__WORK ITEM__. Would you filter these records and copy every line that has the word "finding"?

__SUPPLIED DATA__.
▼▼▼

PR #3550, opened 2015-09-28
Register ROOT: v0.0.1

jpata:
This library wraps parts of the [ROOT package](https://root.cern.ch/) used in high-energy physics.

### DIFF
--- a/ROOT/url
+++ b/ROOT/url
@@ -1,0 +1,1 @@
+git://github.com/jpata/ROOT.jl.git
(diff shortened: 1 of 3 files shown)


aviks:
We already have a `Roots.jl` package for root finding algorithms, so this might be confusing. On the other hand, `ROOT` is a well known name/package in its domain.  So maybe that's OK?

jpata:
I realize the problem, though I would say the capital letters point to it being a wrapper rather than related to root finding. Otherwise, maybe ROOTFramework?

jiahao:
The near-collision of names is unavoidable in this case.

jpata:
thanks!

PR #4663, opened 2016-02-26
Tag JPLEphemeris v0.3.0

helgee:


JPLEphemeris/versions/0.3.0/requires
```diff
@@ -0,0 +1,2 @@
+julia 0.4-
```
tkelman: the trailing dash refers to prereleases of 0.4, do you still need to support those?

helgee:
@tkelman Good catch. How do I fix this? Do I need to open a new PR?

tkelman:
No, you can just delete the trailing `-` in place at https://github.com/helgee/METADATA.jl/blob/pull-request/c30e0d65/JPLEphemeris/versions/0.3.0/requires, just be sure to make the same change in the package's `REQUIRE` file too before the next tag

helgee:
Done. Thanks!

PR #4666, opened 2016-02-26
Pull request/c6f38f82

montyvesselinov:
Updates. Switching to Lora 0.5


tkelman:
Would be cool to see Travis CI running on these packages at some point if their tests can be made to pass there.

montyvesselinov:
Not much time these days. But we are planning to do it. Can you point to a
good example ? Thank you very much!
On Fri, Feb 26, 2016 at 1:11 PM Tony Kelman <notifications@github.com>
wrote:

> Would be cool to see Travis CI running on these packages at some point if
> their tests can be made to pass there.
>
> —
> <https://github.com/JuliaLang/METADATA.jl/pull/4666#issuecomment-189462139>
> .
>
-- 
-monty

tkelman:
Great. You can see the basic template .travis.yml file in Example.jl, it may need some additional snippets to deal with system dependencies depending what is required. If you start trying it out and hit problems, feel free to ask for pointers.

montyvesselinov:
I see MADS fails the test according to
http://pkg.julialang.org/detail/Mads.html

▲▲▲

__RESULT__.
We already have a `Roots.jl` package for root finding algorithms, so this might be confusing. On the other hand, `ROOT` is a well known name/package in its domain.  So maybe that's OK?
I realize the problem, though I would say the capital letters point to it being a wrapper rather than related to root finding. Otherwise, maybe ROOTFramework?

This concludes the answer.